The "due date" above is the date that your written-up problems should be handed in, but don't wait to get started on the assignment. You should always get started on problems as soon as we cover the relevant material in class.
A. Rosenlicht Chap. VI/ 7 (see note below), 13, 15–20. Of these, hand in only 7, 13, 15, 16, 20.

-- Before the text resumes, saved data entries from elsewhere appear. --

PR #242, opened 2026-06-30
feat(config): support configurable fallback base URLs

### LINKED ISSUE #215: feat: make fallback base URL configurable via settings.json
# Revised GitHub Issue: Configurable Fallback Base URL

### Problem
Currently, the fallback model's API base URL is hardcoded to `https://api.z.ai/api/anthropic` in `src/runner.ts`. This restricts users to using only GLM as a fallback and prevents the use of other Anthropic-compatible providers like **OpenRouter**, **LiteLLM**, or custom local proxies.

Additionally, the current logic is gated behind the hardcoded string `"glm"`. This means even if a user wants to use a different provider (like Gemini or DeepSeek via a proxy), they are currently forced to name their model "glm" in `settings.json` just to trigger the custom fallback address.

### Proposed Solution
Add an optional `baseUrl` field to the configuration and refactor the environment building logic to be **provider-agnostic**. If a `baseUrl` is provided in the configuration, it should be used for the `ANTHROPIC_BASE_URL` regardless of what the model is named.

---

#### 1. `src/config.ts`
Add an optional `baseUrl` property to the `ModelConfig` interface so both primary and fallback models can use custom endpoints:
```typescript
export interface ModelConfig {
  model: string;
  api: string;
  baseUrl?: string; // New optional field
}
```

#### 2. `src/runner.ts`
Update `buildChildEnv` to prioritize the user-defined `baseUrl`. This removes the rigid dependency on the "glm" string while maintaining backward compatibility:

```typescript
function buildChildEnv(baseEnv: Record<string, string>, config: ModelConfig): Record<string, string> {
  const childEnv: Record<string, string> = { ...baseEnv };
  const normalizedModel = config.model.trim().toLowerCase();

  if (config.api.trim()) childEnv.ANTHROPIC_AUTH_TOKEN = config.api.trim();

  // Priority 1: User-defined baseUrl from settings.json
  // Priority 2: Legacy hardcoded fallback for "glm" model
  if (config.baseUrl) {
    childEnv.ANTHROPIC_BASE_URL = config.baseUrl;
    childEnv.API_TIMEOUT_MS = "3000000";
  } else if (normalizedModel === "glm") {
    childEnv.ANTHROPIC_BASE_URL = "https://api.z.ai/api/anthropic";
    childEnv.API_TIMEOUT_MS = "3000000";
  }

  return childEnv;
}
```

#### 3. Execution Logic
Ensure that both the primary and fallback execution paths in `execClaude` and `runClaudeStream` pass their respective `ModelConfig` objects to the environment builder.

---

### Benefits
- **Flexibility**: Support for any Anthropic-compatible API provider (OpenRouter, DeepSeek, Gemini-via-proxy, etc.).
- **Improved DX**: No need to "trick" the system by naming models "glm" to get a custom URL.
- **Backward Compatibility**: Existing GLM configurations remain fully functional.

vibe-cy:
Problem
ClaudeClaw currently ties the fallback provider base URL to the special `glm` model name. This makes fallback routing provider-specific and forces users of Anthropic-compatible providers such as OpenRouter, LiteLLM, or local proxies to rely on a hardcoded GLM endpoint or misleading model names.

Solution
This PR adds explicit `baseUrl` support to the model configuration and routes the complete model config into Claude subprocess environment construction. Explicit base URLs now set `ANTHROPIC_BASE_URL`; the existing `model: "glm"` behavior remains intact as the legacy default when no base URL is configured.

Changes
- Add `baseUrl` / `fallback.baseUrl` parsing to settings.
- Refactor runner environment construction to accept full `ModelConfig` objects.
- Preserve legacy GLM endpoint behavior when `baseUrl` is omitted.
- Update config/start command docs for fallback base URL usage.
- Add focused tests for settings parsing and environment generation.
- Add a minimal demo script for inspecting fallback base URL env injection.
- Bump plugin and marketplace metadata to 1.0.41.

Testing
- `bun test src/__tests__/config.test.ts src/__tests__/runner-env.test.ts src/__tests__/jobs.test.ts`
  - 18 pass / 0 fail
- `bun run examples/fallback-base-url/demo.ts`
  - confirms `ANTHROPIC_AUTH_TOKEN` and `ANTHROPIC_BASE_URL` are populated from fallback config
- `bun test`
  - 127 pass / 3 fail
  - Remaining failures are pre-existing HOME-path expectations in `tests/session-files.test.ts` and match the baseline observed before this change.

Notes for Reviewer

- Note on #7: A function \(f:[a,b]\to {\bf R}\) (or, more generally, \(f:[a,b]\to X\), where \(X\) is any metric space) is called piecewise continuous if there exists a partition \( \{x_0, \dots, x_N\} \) of \([a,b]\) such that (i) the restriction of \(f\) to the open interval \( (x_{j-1},x_j) \) is continuous, \(1\leq j\leq N\); (ii) \(\lim_{x\to x_j-}f(x)\) and \(\lim_{x\to x_j+}f(x)\) exist, \(1\leq j\leq N-1\); and (iii) \( \lim_{x\to a+} f(x)\) and \( \lim_{x\to b-} f(x)\) exist. The function \(f\) in problem 7 is not assumed piecewise-continuous; condition (i) is assumed, but not conditions (ii) and (iii). For example, the function \(f:[0,1]\to {\bf R}\) defined by \(f(x)=\sin \frac{1}{x}\) for \(x\neq 0\), and \(f(0)=0\), is continuous except at the single point \(0\), but is not piecewise continuous (since \(\lim_{x\to 0+} \sin\frac{1}{x}\) does not exist). If you're able to do this problem only under the stronger assumption that \(f\) is piecewise continuous, that's still worth something, but recognize that you're adding an assumption that's not stated in the problem.
- Note on #13: To do this problem, you'll need to use the fact that \(\lim_{n\to\infty} c^{1/n}=1\) for every real number \(c>0\). You may assume this fact. We haven't proven it yet, but it's a quick consequence of something we'll prove soon, and can also be proven using Rosenlicht homework problem II.11 from last semester.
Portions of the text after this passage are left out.